# Saubere Spielprogrammierung



## Sanix (25. Nov 2005)

Morgen
Wie würded ihr eine Programmierung eines Spiels angehen. Ich habe Mal ein X gewinnt programmiert, welches man übers Netzwerk spielen kann. Dabei trat vor allem das Problem auf, dass ich die Verarbeitung Anfangs in den EventListener hatte.
Also so zum Beispiel:
Oberfläche Klasse. Dort wird eine neue Klasse 4 gewinnt erstellt. An diese Klasse musste ich das JPane der Obfläche Klasse übergeben. Die Oberfläche hatte Buttons, welche natürlich einen ActionListener hatten. Dieser "empfängt" ja dann die Spielzüge, und müsste sie dann weiterleiten an die 4 Gewinnt Klasse. Also musste ich ja das 4  gewinnt objekt zuerst an diesen Listener übergeben.
Das ganze wurde dann immer komplizierter und ich musste die Objekte immer umherschieben. Mir wurde dann geraten, einen "Controller" zu machen.
Habe nicht ganz kapiert wie und schlussendlich eine Statische Klasse gemacht. Welche alle Aktione von den Listener erhalten hat und halt alle Objekte kannte, da ich sie in dieser Klasse erstellt hatte. Da sie statisch war, musste ich nicht immer Objekte hin und herschieben.
Denke aber nicht, dass dies der "saubere" Weg ist. Was gibt es hier so für Ansätze?


----------



## Lim_Dul (25. Nov 2005)

Das Problem kommt mir sehr bekannt vor.

Ich hab es so gelöst:

Gui und Spiellogik sind strikt voneiander getrennt. Gui-Elemente dürfen Objekte des Spiels nur auslesen, aber keine Daten ändern.

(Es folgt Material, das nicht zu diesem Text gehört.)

Issue #106, opened 2023-07-11
Trim 0x when importing secp256k1 private key


matevz:
1. `oasis wallet import`
2. select raw private key
3. select sep256k1
4. paste private key
5. if the key starts with `0x` which is often in Eth world, CLI complains that it's not a valid hex value.

Expeceted behavior:
Automatically trim the leading `0x` characters, if they exist, and then import the private key without complaining.

Issue #213, opened 2024-03-26
`oasis wallet import` add non-interactive mode


matevz:
Currently, the only way to import an existing account is using the interactive mode. Sometimes you poses a bunch of private keys you would like to import and examine. In this case something similar to `oasis wallet create` would be useful. e.g.

```shell
oasis wallet import my_imported_raw_account --algorithm secp256k1-raw --secret 0x123456890abcdef1234569abcdef
oasis wallet import my_imported_mnemonic_account --algorithm secp256k1-bip44 --number 2 --secret "test test test test test test test test test junk"
```

The secret flag could also be omitted perhaps `oasis wallet import <name> [secret] [flags]`?

Related #120

PR #231, opened 2024-05-08
fix(cmd/wallet): Trim 0x when importing secp256k1

amela:
Fixes https://github.com/oasisprotocol/cli/issues/106

### DIFF
--- a/wallet/file/file.go
+++ b/wallet/file/file.go
@@ -279,9 +279,9 @@ func (af *fileAccountFactory) DataValidator(kind wallet.ImportKind, rawCfg map[s
 				}
 			case wallet.AlgorithmSecp256k1Raw:
 				// Ensure the private key is hex encoded.
-				_, err := hex.DecodeString(ans.(string))
+				_, err := Secp256k1FromHex(ans.(string))
 				if err != nil {
-					return fmt.Errorf("private key must be hex-encoded (without leading 0x): %w", err)
+					return fmt.Errorf("private key must be hex-encoded: %w", err)
 				}
 			case wallet.AlgorithmSr25519Raw:
 				// Ensure the private key is base64 encoded.


wallet/file/file.go
```diff
@@ -279,6 +280,7 @@ func (af *fileAccountFactory) DataValidator(kind wallet.ImportKind, rawCfg map[s
 				}
 			case wallet.AlgorithmSecp256k1Raw:
 				// Ensure the private key is hex encoded.
+				ans = af.DataTransformer(kind, rawCfg)(ans)
```
kostko, line 283: Why add this `DataTransformer` stuff when you could just do the two-line transformation here?

kostko (commented):
Also add an example to `examples/` so this code path is tested.

wallet/file/file.go
amela: Because validator does not transform the answer - it only validates. As I understand we want to trim 0x from the answer or not?

kostko: Ah didn't see that this is the validator function.

Looking now at `Import` itself, it seems that the `0x` prefix is already supported by `Secp256k1FromHex` that is used during the actual import? So instead of introducing `DataTransformer` just change this validation to use `Secp256k1FromHex` instead of `hex.DecodeString` and it should work? Also update the error message below.

examples/wallet/import-0x-secp256k1-raw.in.static
kostko, line 1: This shouldn't be static as otherwise this does not test the actual import. Oh I guess the problem is that in non-static mode you cannot answer the survey prompts? In this case remove the example as it is not doing anything.

kostko: cc @matevz I remember you were looking into how to handle this.

wallet/file/file.go
amela: Nice. Ok, will do it like this, but this will not trim the `0x`.

examples/wallet/import-0x-secp256k1-raw.in.static
matevz: There was no proper interactive way to test it at the time. We added `-y` flag to some commands to have at least some kind of testing there.

btw. The static examples are just for the documentation. And I agree that we don't need to document this. It's just convenient to silently trim 0x.

amela: But we are not trimming 0x anymore. Now we validate the input with `Secp256k1FromHex`

wallet/file/file.go
```diff
@@ -279,7 +279,7 @@ func (af *fileAccountFactory) DataValidator(kind wallet.ImportKind, rawCfg map[s
 				}
 			case wallet.AlgorithmSecp256k1Raw:
 				// Ensure the private key is hex encoded.
-				_, err := hex.DecodeString(ans.(string))
+				_, err := Secp256k1FromHex(ans.(string))
 				if err != nil {
 					return fmt.Errorf("private key must be hex-encoded (without leading 0x): %w", err)
```
kostko, line 284:
```suggestion
					return fmt.Errorf("private key must be hex-encoded: %w", err)
```

examples/wallet/import-0x-secp256k1-raw.in.static
matevz: Of course we do ;) https://github.com/oasisprotocol/cli/blob/f4e49b22888166d0296a783ae8d4ebad6e735e9e/wallet/file/secp256k1.go#L42

matevz: > There was no proper way to test interactive commands at the time. We added -y flag to some commands to have at least some kind of testing there.

FYI when https://github.com/oasisprotocol/cli/issues/213 is implemented, then we can properly test the wallet import commands.

amela: Hmm. As is understand this validator will not save the trimmed version of the input. It just validates.

kostko: True, but that doesn't matter as both variants are supported by the account loader.

kostko (approved):

PR #243, opened 2024-05-21
Fix USB in macOS releases

jberci:


.goreleaser.yaml
```diff
@@ -5,24 +5,81 @@ before:
...
+      - "{{.Env.GOLDFLAGS_VERSION}}"
+  - id: oasis-darwin-arm64
+    binary: oasis
+    env:
+      - CC=oa64-clang
+      - CXX=oa64-clang++
+    goos:
+      - darwin
+    goarch:
+      - arm64
```
matevz, line 69: There is quite some duplicate code here. Did you consider using [github actions matrix](https://docs.github.com/en/actions/using-jobs/using-a-matrix-for-your-jobs)?

matevz (changes requested):

.goreleaser.yaml
jberci: This should be a bit better now, I used yaml's map merge.

matevz: I suppose moving `build-common` outside of the `builds` doesn't work? Sth like:

```yaml
x-build-common: &build-common
  flags:
    - -trimpath
  ldflags:
    - -buildid=
    - "{{.Env.GOLDFLAGS_VERSION}}"
```

matevz (approved):
Try moving `build-common` outside of the `builds` category. Otherwise LGTM.

.goreleaser.yaml
jberci: It doesn't, unfortunately. I didn't find a way to declare a map without it also being part of the parsed result, i.e. with your example, goreleaser's struct would need a field called XBuildCommon or some such. You can only put anchors on actual data and then reference them.

kostko (approved):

Die Kommunikation zwischen Gui und Spiellogik erfolgt bei mir über einen sogenannten Eventhandler.
Jede Klasse, die irgendwie auf ereignisse reagieren will, registriert sich beim zentralen Eventhandler des Spiels als Listener. Dieser Listener muss dann beim erzeugen der Gui Elemente "rumgereicht" werden - sonst eigentlich nichts.
Die Gui Elemente müssen nur wissen, auf welche Typen von Ereignissen sie reagieren müssen.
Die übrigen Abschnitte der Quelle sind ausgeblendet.